# need help re-painting a vinyl mask



## nimblemonkey (Aug 21, 2011)

I've been searching for a tutorial or tips on painting vinyl but all I get are spray paints used in the automotive industry. I'm looking for something more like the old little bottles of Testor paints we used as kids to paint our plastic stock car models. I want to fix a tear in a vinyl mask and use it for a prop and match the color of the mask in the repair (it's sort of a mustardy tan color). I also just ordered another mask on closeout that I want to repaint. What products have others used to change the look of vinyl without using a spray can? I need to use a variety of colors to get the effect I'm after, not just white, black, or red. What are your suggestions?

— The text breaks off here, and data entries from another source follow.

PR #89, opened 2018-01-08
Initial Amazon S3 support

radev:

PR #130, opened 2018-08-23
GSC Datastore: Add support for contentType property

### LINKED ISSUE #57: GSC Datastore does not support "contentType" property
There should be a way to set contentType on the uploaded object as such...

  var stream = file.createWriteStream({
    metadata: {
      contentType: <mimetype>
    }
  });

tkrugg:
closes #57

This PR follows up on #57 

image

I couldn't get test/Test-GCSDataStore.js so i'll trust the travis output to fix the tests

### DIFF
--- a/lib/stores/DataStore.js
+++ b/lib/stores/DataStore.js
@@ -81,7 +81,7 @@ class DataStore extends EventEmitter {
      */
     write(req) {
         log('[DataStore] write');
-        return new Promise((resolve, reject) => {
+        return new Promise((resolve) => {
             // Stub resolve for tests
             const offset = 0;
 
@@ -92,7 +92,7 @@ class DataStore extends EventEmitter {
 
     /**
      * Called in HEAD requests. This method should return the bytes
-     * writen to the DataStore, for the client to know where to resume
+     * written to the DataStore, for the client to know where to resume
      * the upload.
      *
      * @param  {string} id     filename
@@ -115,6 +115,9 @@ class DataStore extends EventEmitter {
      * @return {Object}                 metadata as key-value pair
      */
     _parseMetadataString(metadata_string) {
+        if (!metadata_string || !metadata_string.length) {
+            return {};
+        }
         const kv_pair_list = metadata_string.split(',');
 
         return kv_pair_list.reduce((metadata, kv_pair) => {
--- a/lib/stores/DataStore.js
+++ b/lib/stores/DataStore.js
@@ -107,6 +107,27 @@ class DataStore extends EventEmitter {
             return resolve({ size: 0, upload_length: 1 });
         });
     }
+
+    /**
+     * Parses the Base64 encoded metadata received from the client.
+     *
+     * @param  {String} metadata_string tus' standard upload metadata
+     * @return {Object}                 metadata as key-value pair
+     */
+    _parseMetadataString(metadata_string) {
+        const kv_pair_list = metadata_string.split(',');
+
+        return kv_pair_list.reduce((metadata, kv_pair) => {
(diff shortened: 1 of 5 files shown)


lib/stores/GCSDataStore.js
```diff
@@ -92,7 +92,9 @@ class GCSDataStore extends DataStore {
 
             const file = new File(file_id, upload_length, upload_defer_length, upload_metadata);
             const gcs_file = this.bucket.file(file.id);
+            const parsedMetadata = this._parseMetadataString(upload_metadata);
             const options = {
+                contentType: parsedMetadata.type.decoded,
```
Acconut: tus-js-client uses the `filetype` metadata key to specify the file's type (see https://github.com/tus/tus-js-client#example). I would like it if we only had one property to do so. Would you mind changing it?
Besides that, a check to see if `parsedMetadata.type` actually exists might be necessary.

lib/stores/GCSDataStore.js
```diff
@@ -131,9 +133,11 @@ class GCSDataStore extends DataStore {
             return new Promise((resolve, reject) => {
                 const file = this.bucket.file(file_id);
 
+                const parsedMetadata = this._parseMetadataString(data.upload_metadata);
                 const options = {
                     offset,
                     metadata: {
+                        contentType: parsedMetadata.type.decoded,
```
Acconut: Again, a check to see if `parsedMetadata.type` actually exists might be necessary.

tkrugg: you're right 👍 will add it

Acconut:
> I was going to write it but I couldn't get the GCS test suite to run locally. It does run on travis. I may be missing some env variables. Are there a few steps to follow before running them locally?

Yes, there are a few steps to follow. They are not directly documented anywhere but that's on my list to improve. The basic steps should be:
- Create a bucket on GCS
- Save the keyfile from Google Cloud as `keyfile.json` in the root of the tus-node-server directory
- Adjust the project Id and bucket name values in `test-GCSDataStore.js`: https://github.com/tus/tus-node-server/blob/9ac6bf9e4964f86b93a36f765405ffc43f535c5e/test/Test-GCSDataStore.js#L17-L19
- Upload the file `test/test.mp4` as `dont_delete_this_file.mp4` to your bucket

I think that should be all the steps. Let me know if they work for you.

> Thank you very much for taking the time to review this PR. I appreciate.

You're welcome. Thank you very much for contribution.

lib/stores/GCSDataStore.js
tkrugg: @Acconut small reminder about my question:
>  was going to write it but I couldn't get the GCS test suite to run locally. It does run on travis. I may be missing some env variables. Are there a few steps to follow before running them locally?

Acconut: I responded to it in the main thread two days ago: https://github.com/tus/tus-node-server/pull/130#issuecomment-422711001

lib/stores/DataStore.js
```diff
@@ -106,6 +106,27 @@ class DataStore extends EventEmitter {
             return resolve({ size: 0, upload_length: 1 });
         });
     }
+
```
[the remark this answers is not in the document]
tkrugg: referencing related issue: https://github.com/tus/tus-node-server/pull/89/files#diff-cf34f7e211aecb1cd3ae5f05a5cde2d8R242

Acconut:
@tkrugg Were you able to have a look at the GCS-tests yet? Is this PR ready from your side?

Murderlon:
Closing this as stale and the source has now significantly diverged. Thanks for taking the time to contribute.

I want the paint to last and not destroy the vinyl.


----------



## RoxyBlue (Oct 6, 2008)

You might find that acrylic paints such as those you can buy at Michaels will work for this purpose.


----------



## Sawtooth Jack (Apr 9, 2011)

Acrylic paints as Roxy suggested will work fine. I've repainted latex props in the past this way and the paint always held up. If you have an airbrush, you can thin the paints down or experiment with waterproof inks to get a smoother finish.


----------



## nimblemonkey (Aug 21, 2011)

Thanks Roxy and Sawtooth- I'll try some acrylic paint I already have and see how it goes.


----------